We are using Serilog in an application that runs as a Windows Service. One of our customers has recently experienced unexpected shutdowns of their machines. Upon restarting, our Service fails to start and we find that Serilog.Extensions.Hosting.dll has been completely overwritten with NUL bytes:

image

The size and last modified date of the file remain the same. The customer can fix the problem by running a Repair of the installation via Add/Remove Programs. This has happened several times and this is the only file affected.

I have found reports of this issue online (link, link) except that these relate to files which were being written at the time of the power loss. I do not know why this would be the case for a .NET assembly.
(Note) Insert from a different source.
PR #1842, opened 2021-02-02
Disable session writes in getRecordCover AJAX - VUFIND-716

xrosecky:


demiankatz:
Thanks for catching that potential problem!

I have re-emphasised to our customer the importance of preventing sudden unplanned shutdowns, and have also asked them to exempt our application from anti-virus scanning. However I am asking here whether there is anything special about Serilog.Extensions.Hosting.dll, or perhaps in the way we are using it, that would make it prone to this kind of corruption?

We are using v5.0.1 of the Serilog.Extensions.Hosting package and v2.12.0 of Serilog.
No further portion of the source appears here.